Deputi Penindakan dan Eksekusi KPK, Asep Guntur Rahayu, menyampaikan bahwa proses penyidikan masih terus berjalan dan mengarah pada pengembangan lebih lanjut. “Nanti kita akan sampaikan ya. Pokoknya ini progresnya sangat bagus,” ujarnya di Gedung Merah Putih KPK, Jakarta, Kamis (26/3).
Hingga saat ini, KPK telah menetapkan dua tersangka, yakni mantan Menteri Agama Yaqut Cholil Qoumas serta mantan staf khususnya, Ishfah Abidal Aziz. Namun, penyidik tidak menutup kemungkinan adanya pihak lain yang turut dimintai pertanggungjawaban pidana dalam perkara tersebut.
Meski sinyal penambahan tersangka semakin kuat, KPK belum mengungkap detail terbaru dari hasil penyidikan. Lembaga antirasuah itu memastikan akan menyampaikan perkembangan resmi dalam waktu dekat. “Nanti akan kami sampaikan di hari Senin ya,” kata Asep.
Dalam rangka mendalami perkara ini, KPK sebelumnya juga telah melakukan langkah pencegahan ke luar negeri terhadap salah satu pihak yang berkaitan dengan penyelenggaraan ibadah haji, yakni pemilik biro perjalanan haji Maktour, Fuad Hasan Masyhur. Meski demikian, hingga kini status yang bersangkutan masih sebagai saksi.
KPK menegaskan bahwa setiap penanganan perkara korupsi dilakukan dengan strategi penyidikan yang terukur. Proses tersebut tidak hanya bergantung pada alat bukti, tetapi juga memerlukan dukungan dari masyarakat agar tidak terpengaruh oleh informasi yang tidak akurat.

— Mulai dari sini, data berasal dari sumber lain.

PR #4317, opened 2022-12-20
network: use custom executor to process messages

thc202:
Process the messages in a specific executor, to not prevent serving own requests to the local servers/proxies.


addOns/network/CHANGELOG.md
```diff
@@ -17,6 +17,7 @@ and this project adheres to [Semantic Versioning](https://semver.org/spec/v2.0.0
 - Use the available response content when the Content-Length is more than what is available.
 - Properly persist proxy error responses.
 - Correctly manage cookies with domain and path attributes (Issue 7631).
+- Do not prevent serving own requests to the local servers/proxies.
```
kingthorin, line 20: Would "internal" be more clear than "own"?

thc202: Tweaked.

PR #5419, opened 2024-05-02
scripts: allow to set raw value from Active Rules

thc202:
Expose the method `setEscapedParameter(...)` to the scripts so it's possible to set raw values, like it's possible from Java active scan rules.


kingthorin (approved):

ricekot (approved):
Thanks!

PR #5449, opened 2024-05-14
grpc: Variant for gRPC request added

amitpanwar789:
## Overview
This is help to apply active scan rules for grpc requests

## Related Issues
[zaproxy/zaproxy#7695](https://github.com/zaproxy/zaproxy/issues/7695)
## Checklist
- [ ] Update help
- [ ] Update changelog
- [ ] Write tests
- [ ] Check code coverage
- [x] Sign-off commits
- [ ] Squash commits
- [ ] Use a descriptive title

### DIFF
--- a/addOns/grpc/CHANGELOG.md
+++ b/addOns/grpc/CHANGELOG.md
@@ -5,7 +5,7 @@ The format is based on [Keep a Changelog](https://keepachangelog.com/en/1.0.0/).
 
 ## Unreleased
 
-## Added
+### Added
 - gRPC Variant Support Added
 
 ## [0.0.1] - 2024-05-21
@@ -14,3 +14,4 @@ The format is based on [Keep a Changelog](https://keepachangelog.com/en/1.0.0/).
 - Features
   - ProtoBuf Message Decoding and Encoding in the message view panels.
 
+[0.0.1]: https://github.com/zaproxy/zap-extensions/releases/grpc-v0.0.1
--- a/addOns/grpc/CHANGELOG.md
+++ b/addOns/grpc/CHANGELOG.md
@@ -8,6 +8,8 @@ The format is based on [Keep a Changelog](https://keepachangelog.com/en/1.0.0/).
 ## Added
 - gRPC Variant Support Added
 
+## [0.0.1] - 2024-05-21
+
 ### Added
 - Features
   - ProtoBuf Message Decoding and Encoding in the message view panels.
--- a/addOns/grpc/CHANGELOG.md
+++ b/addOns/grpc/CHANGELOG.md
@@ -8,5 +8,7 @@ The format is based on [Keep a Changelog](https://keepachangelog.com/en/1.0.0/).
 ## Added
 - gRPC Variant Support Added
 
-- First version.
+### Added
+- Features
+  - ProtoBuf Message Decoding and Encoding in the message view panels.
 
--- a/addOns/grpc/CHANGELOG.md
+++ b/addOns/grpc/CHANGELOG.md
@@ -5,11 +5,8 @@ The format is based on [Keep a Changelog](https://keepachangelog.com/en/1.0.0/).
 
 ## Unreleased
 
+## Added
+- gRPC Variant Support Added
 
-## [0.0.1] - 2024-05-21
+- First version.
 
-### Added
-- Features
-  - ProtoBuf Message Decoding and Encoding in the message view panels.
-
-[0.0.1]: https://github.com/zaproxy/zap-extensions/releases/grpc-v0.0.1
--- a/addOns/grpc/src/main/java/org/zaproxy/addon/grpc/internal/VariantGrpc.java
+++ b/addOns/grpc/src/main/java/org/zaproxy/addon/grpc/internal/VariantGrpc.java
@@ -19,6 +19,7 @@
  */
 package org.zaproxy.addon.grpc.internal;
 
+import java.io.IOException;
 import java.util.ArrayList;
 import java.util.Arrays;
 import java.util.Base64;
@@ -91,7 +92,7 @@ public class VariantGrpc implements Variant {
     }
 
     private boolean isValidContentType(HttpMessage msg) {
-        return msg.getRequestHeader().hasContentType("application/grpc-web-text");
+        return msg.getRequestHeader().hasContentType("application/grpc");
     }
 
     @Override
@@ -107,8 +108,8 @@ public class VariantGrpc implements Variant {
             String newContent = buildNewBodyContent(decodedList, originalPair, param, value);
             setEncodedReqBodyMessage(msg, newContent);
             return newContent;
-        } catch (Exception e) {
-            LOGGER.warn("Failed to set parameter in Grpc message: {}", e.getMessage());
+        } catch (InvalidProtobufFormatException | IOException | NumberFormatException e) {
+            LOGGER.warn("Failed to set parameter in gRPC message: {}", e.getMessage());
             return null;
         }
     }
@@ -121,7 +122,8 @@ public class VariantGrpc implements Variant {
         return findParamAndPutPayload(decodedList, nestedMessageParams, param, value);
     }
 
-    private void setEncodedReqBodyMessage(HttpMessage msg, String newContent) throws Exception {
+    private void setEncodedReqBodyMessage(HttpMessage msg, String newContent)
+            throws InvalidProtobufFormatException, IOException {
         protoBufMessageEncoder.encode(EncoderUtils.parseIntoList(newContent));
         byte[] encodedMessage = protoBufMessageEncoder.getOutputEncodedMessage();
         encodedMessage = Base64.getEncoder().encode(encodedMessage);
--- a/addOns/grpc/src/main/java/org/zaproxy/addon/grpc/internal/VariantGrpc.java
+++ b/addOns/grpc/src/main/java/org/zaproxy/addon/grpc/internal/VariantGrpc.java
@@ -51,7 +51,7 @@ public class VariantGrpc implements Variant {
                 protoBufMessageDecoder.decode(payload);
                 parseContent(protoBufMessageDecoder.getDecodedToList(), "");
                 requestDecodedBody = protoBufMessageDecoder.getDecodedOutput();
-            } catch (InvalidProtobufFormatException e) {
+            } catch (InvalidProtobufFormatException | IllegalArgumentException e) {
                 LOGGER.error("Parsing message body failed: {}", e.getMessage());
             }
         }
--- a/addOns/grpc/src/main/java/org/zaproxy/addon/grpc/internal/VariantGrpc.java
+++ b/addOns/grpc/src/main/java/org/zaproxy/addon/grpc/internal/VariantGrpc.java
@@ -20,6 +20,7 @@
 package org.zaproxy.addon.grpc.internal;
 
 import java.io.IOException;
+import java.io.UnsupportedEncodingException;
 import java.util.ArrayList;
 import java.util.Arrays;
 import java.util.Base64;
@@ -50,7 +51,7 @@ public class VariantGrpc implements Variant {
                 protoBufMessageDecoder.decode(payload);
                 parseContent(protoBufMessageDecoder.getDecodedToList(), "");
                 requestDecodedBody = protoBufMessageDecoder.getDecodedOutput();
-            } catch (Exception e) {
+            } catch (InvalidProtobufFormatException e) {
                 LOGGER.error("Parsing message body failed: {}", e.getMessage());
             }
         }
@@ -183,7 +184,7 @@ public class VariantGrpc implements Variant {
             byte[] payload = DecoderUtils.extractPayload(body);
             protoBufMessageDecoder.decode(payload);
             msg.getResponseBody().setBody(protoBufMessageDecoder.getDecodedOutput());
-        } catch (Exception e) {
+        } catch (UnsupportedEncodingException | IllegalArgumentException e) {
             LOGGER.warn("Error decoding the Response Body: {}", e.getMessage());
         }
     }
--- a/addOns/grpc/src/main/java/org/zaproxy/addon/grpc/internal/VariantGrpc.java
+++ b/addOns/grpc/src/main/java/org/zaproxy/addon/grpc/internal/VariantGrpc.java
@@ -1,0 +1,133 @@
+/*
+ * Zed Attack Proxy (ZAP) and its related class files.
+ *
+ * ZAP is an HTTP/HTTPS proxy for assessing web application security.
+ *
+ * Copyright 2024 The ZAP Development Team
+ *
+ * Licensed under the Apache License, Version 2.0 (the "License");
+ * you may not use this file except in compliance with the License.
+ * You may obtain a copy of the License at
+ *
+ *     http://www.apache.org/licenses/LICENSE-2.0
+ *
+ * Unless required by applicable law or agreed to in writing, software
+ * distributed under the License is distributed on an "AS IS" BASIS,
+ * WITHOUT WARRANTIES OR CONDITIONS OF ANY KIND, either express or implied.
+ * See the License for the specific language governing permissions and
+ * limitations under the License.
+ */
+package org.zaproxy.addon.grpc.internal;
+
+import java.util.ArrayList;
+import java.util.Base64;
+import java.util.List;
+import org.apache.logging.log4j.LogManager;
+import org.apache.logging.log4j.Logger;
+import org.parosproxy.paros.core.scanner.NameValuePair;
+import org.parosproxy.paros.core.scanner.Variant;
+import org.parosproxy.paros.network.HttpMessage;
+
+public class VariantGrpc implements Variant {
+    private static final Logger LOGGER = LogManager.getLogger(VariantGrpc.class);
+    private final List<NameValuePair> params = new ArrayList<>();
+    private final ProtoBufMessageEncoder protoBufMessageEncoder = new ProtoBufMessageEncoder();
+    private final ProtoBufMessageDecoder protoBufMessageDecoder = new ProtoBufMessageDecoder();
+
+    @Override
+    public void setMessage(HttpMessage msg) {
+        String contentType = msg.getRequestHeader().getHeader("content-type");
+        if (contentType != null && isValidContentType(contentType)) {
+            try {
+                byte[] body = Base64.getDecoder().decode(msg.getRequestBody().getBytes());
+                byte[] payload = DecoderUtils.extractPayload(body);
+                this.protoBufMessageDecoder.decode(payload);
+                this.parseContent(protoBufMessageDecoder.getDecodedToList());
+            } catch (Exception e) {
+                LOGGER.error("Parsing message body failed: {}", e.getMessage());
+            }
+        }
+    }
+
+    public void parseContent(List<String> decodedList) {
+        for (String pair : decodedList) {
+            String[] nameValuePair = pair.split("::", 2);
+            params.add(
+                    new NameValuePair(
+                            NameValuePair.TYPE_JSON,
+                            nameValuePair[0],
+                            nameValuePair[1],
+                            params.size()));
+        }
+    }
+
+    public boolean isValidContentType(String contentType) {
+        return contentType.startsWith("application/grpc-web-text");
+    }
+
+    @Override
+    public List<NameValuePair> getParamList() {
+        return params;
+    }
+
+    @Override
+    public String setParameter(
+            HttpMessage msg, NameValuePair originalPair, String param, String value) {
+        NameValuePair currentPair = params.get(originalPair.getPosition());
+        String reqBody = buildNewBodyContent(currentPair, param, value);
+        try {
+            setEncodedReqBodyMessage(msg, reqBody);
+            return value;
+        } catch (Exception e) {
+            LOGGER.warn("Failed to set parameter in GraphQL message: {}", e.getMessage());
+            return null;
+        }
+    }
+
+    private void setEncodedReqBodyMessage(HttpMessage msg, String newContent) throws Exception {
+        protoBufMessageEncoder.encode(EncoderUtils.parseIntoList(newContent));
+        byte[] encodedMessage = protoBufMessageEncoder.getOutputEncodedMessage();
+        encodedMessage = Base64.getEncoder().encode(encodedMessage);
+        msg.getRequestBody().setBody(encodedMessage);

Baca Juga: Dampak Siklon Tropis Narelle Mulai Terasa, Hujan Lebat Ancam Jawa hingga NTT
Asep menyoroti adanya upaya dari pihak tertentu yang mencoba membentuk opini publik melalui berbagai saluran, termasuk media sosial. Hal tersebut dinilai berpotensi mengaburkan fakta yang sebenarnya terjadi dalam proses hukum.
“Dalam penanganan perkara itu kami juga memerlukan dukungan dari masyarakat karena beberapa perkara, itu dari pihak tersangka atau penjahat kemudian menggalang dukungan melalui media sosial dan lain-lain, sehingga masyarakat mendapatkan informasi yang tidak benar,” jelasnya.
Karena itu, KPK berharap masyarakat tetap kritis dan mendukung upaya pemberantasan korupsi yang sedang dilakukan. Dukungan publik diyakini dapat membantu mempercepat penyelesaian kasus yang ditaksir menimbulkan kerugian negara hingga Rp 622 miliar tersebut.
“Kami berharap dengan adanya dukungan-dukungan ini ke hadapan masyarakat akan selalu memperhatikan atau akan fokus dalam penanganan perkara ini,” pungkas Asep.